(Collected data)
PR #514, opened 2018-04-11
Fix typos and warnings

neelkamath:


addisonElliott:
Good catch. I found another instance where `bool` is used instead of `boolean`. It's a few lines above where it says:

## TASK TO CARRY OUT
From the line containing "Fix typos and warnings" down to the last line of the data above, copy every line exactly; leave out all other lines.

## SOLUTION FOR THIS TASK
Fix typos and warnings

neelkamath:


addisonElliott:
Good catch. I found another instance where `bool` is used instead of `boolean`. It's a few lines above where it says:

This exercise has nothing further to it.